D.S. v. Wawanesa Mutual Insurance Company (17-008334)

The claimant sought entitlement to medical benefits for various dental work. Adjudicator Norris concluded that the dental work was partly reasonable and necessary. He also concluded that the claimant did not need to submit the dental work on an OCF-18. The awarded dental work related only to the teeth that were damaged in the accident. However, the work was noted to put the teeth into a better state than they were prior to the accident because no other treatment options were available.

Applicant v. Aviva Insurance Canada (17-008304)

The claimant sought entitlement to a chronic pain program and a special award. Adjudicator Maleki-Yazdi found the chronic pain program reasonable and necessary. She preferred the evidence of the claimant’s treatment providers and noted that the insurer had not put forward evidence from appropriate experts. A special award was not granted because the claimant failed to explain why such an award was warranted.

F.A. v. Belairdirect Insurance Company (17-007534)

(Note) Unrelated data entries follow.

PR #2261, opened 2021-11-29
Updated documentation of use_animation

burnish3d:
Changed '-=' to '+=' to correctly describe default behavior.

### DIFF
--- a/crawl-ref/docs/options_guide.txt
+++ b/crawl-ref/docs/options_guide.txt
@@ -1553,7 +1553,6 @@ default_show_all_skills = false
         even untrained and untrainable ones. As usual, '*' toggles back to
         trainable mode. This option does not affect hints and tutorial games.
 
-
 monster_list_colour = friendly:green, neutral:brown, good_neutral:brown, strict_neutral:brown
 monster_list_colour += trivial:darkgrey, easy:lightgrey, tough:yellow, nasty:lightred
         (List option)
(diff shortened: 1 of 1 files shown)


PleasingFungus:
Hm, sort of unclear to me what the style here is. It might be trying to tell the user "here's how to set this", rather than defining "this is how this is set?" If so, telling the user to += something that's already included wouldn't be very useful.

What do you think?

semitonal:
I'm not sure how closely it's kept to overall but the rule for options_guide is supposed to be that it lists the default setting, so I think technically the most consistent thing here would be to list it in the same way as `explore_stop` does (so `=` for initally setting the option, and then `+=` when it splits onto a second line).

PleasingFungus:
Oh, https://www.reddit.com/r/dcss/comments/r52d2w/any_way_to_disable_boomerang_animation/hmn6upy/?utm_source=reddit&utm_medium=web2x&context=3 had more discussion of this (coming to the same conclusion as kate, I think?)

burnish3d:
So would that be
use_animations = beam, range, hp, monster_in_sight, pickup, monster, player
use_animations += branch_entry
?

burnish3d:
OK, so I took a look at the other three examples, fire_order_ability, use_animations, and monster_list_colour.  fire_order_ability and use_animations are both correct and were pointed out due to a misunderstanding, but I have updated monster_list_colour to be consistent (without touching the prose).

burnish3d:
@semitonal Hey just wanted to ping you on this to get your attention again :)

ebering:
Thanks for this! How would you like to appear in CREDITS.txt?

burnish3d:
Put me down as Zachary Chandler. Neat!

PR #2263, opened 2021-12-01
fix: typo: Correct a typo in the description of the Book of Pain

Hurricos:
As the title states.


PleasingFungus:
Nice catch, thanks!

PR #2267, opened 2021-12-02
Rekindle the Black Torch

ebering:
This is an implementation along the lines of [the design sketch for a new Yred included in the 0.28 plan](https://github.com/crawl/crawl/wiki/Rekindle-the-Black-Torch-%28a-new-Yredelemnul%29).

The executive summary:

- At 0* Yred grants passive reaping of living and demonic creatures, as well as recall. Things with a corpse come up as zombies, things without as spectrals (including those poor souls whose corpse was exploded). These reaped creatures stick around until the player leaves the level.
- Yred Piety is proportional to the number of Yred servants in the player's los.
- At 2* Yred grants the "Dark Bargain" active, which trades some zombies/specters for a long-duration Yred servant summon. Summon quality scales with piety, and the summon list now covers all (non-harmful) n, z, V, and W monsters (except Vampire magi who are kiku nerds).
- At 4* Yred grants "Drain Life". Same as old drain life, but now costs zombies/specters as well as mp.
- At 5* Yred grants "Enslave Soul". Same as old enslaved soul. This is the only interlevel-recallable ally in new Yred.

The design goals of this redesign are:
- Preserve the identity of Yred (zombie momentum plays, reap and harvest the living, bone dragon pals).
- Minimize reliance on interlevel recall.
- Reduce the total number of permanent allies drastically.
- Experiment with alternative piety systems.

The claimant sought entitlement to five proposed assessments. Adjudicator Norris concluded that the proposed impairment assessment and chronic pain assessment was reasonable and necessary. The psychological, orthopaedic, and physiatry assessments were not awarded.

V.D. v. United Assurance Canada (17-005656)

The claimant sought entitlement to medical benefits proposed in treatment plans for chronic pain treatment and assistive devices (a self-propelled lawnmower and snow blower). The claimant had a pre-existing health history that included two back surgeries, and causation was an issue when determining whether the proposed benefits were reasonable and necessary as a result of the accident. Adjudicator Griffith found that the accident exacerbated the claimant’s pre-existing conditions, but concluded the claimant was not to entitled to the proposed benefits. Adjudicator Griffith found that the proposed chronic pain program was not reasonable and necessary on the basis that previous chronic pain treatment made the benefit in dispute redundant or unnecessary, the claimant did not have a psychological component to her pain issues, and the claimant had reached maximal medical recovery. The self-propelled lawnmower and snow blower were found not to be reasonable and necessary as a result of the accident given the evidence that the claimant could not perform lawn or snow removal tasks at the time of the accident due to pre-existing conditions.

R.M. v. Unica Insurance Inc. (17-007500)

The claimant exhausted his medical benefits coverage and sought payment of catastrophic impairment assessment outside of the medical benefits limits. He sought a total of $9,718. The insurer argued that it was not required to pay for assessments outside of the medical limits, and in the alternative, that one of the proposed assessments was not necessary. Adjudicator Mazerolle concluded that catastrophic impairment assessments are payable outside of the medical benefits limits. However, he also concluded that the assessments had to be reasonable. A proposed file review appeared duplicative of three other proposed assessments. The insurer was ordered to pay $7,718 for the assessments.

S.M. v. Certas Home and Auto Insurance Company

The claimant sought entitlement to medical benefits and removal from the MIG. The insurer argued that one of the treatment plans was barred by the limitation period, and should be dismissed. Adjudicator Norris agreed that one of the treatment plans could not be disputed because it was dispute more than two years after the denial. Turning to the medical evidence, the adjudicator concluded that the claimant suffered soft tissue injuries and that insufficient evidence of a psychological injury was placed before the Tribunal.

D.T. v. Aviva General Insurance (17-004698)

The claimant sought entitlement to two treatment plans for physical therapy. Adjudicator Norris awarded the treatment plan for chiropractic services but denied the treatment plan for physiotherapy services. He held that the chiropractic services made the claimant more functional. The claimant failed to provide evidence that physiotherapy was needed.

Applicant v. The Dominion of Canada General Insurance Company (17-006860)

The claimant sought entitlement to NEBs and various medical benefits. Adjudicator Kepman denied all claims. She held that the claimant’s post-accident presentation was largely the same as the pre-accident presentation, and that he was receiving disability support payments prior to the accident due to significant impairments and disabilities. The claimant’s wife assisted with most activities of daily living before the accident. The claimed treatment plans were not awarded because the claimant had not proven they were related to accident injuries.

K.B. v. Echelon General Insurance Company (18-000655)

The claimant sought a determination that his impairments were outside of the MIG and entitlement to benefits proposed in two treatment plans. Adjudicator Sewrattan found that the claimant’s injuries fell outside of the MIG due to a diagnosis of accident-related concussion and post-concussion symptoms. The claimant was found entitled to the in-dispute driving rehabilitation and occupational therapy assessments.

A. AH. v. Royal Sun Alliance Insurance (17-006850)

The claimant sought entitlement to the cost of various prescription medications. Adjudicator Letourneau found that some of the prescriptions in dispute were reasonable and necessary as a result of the accident.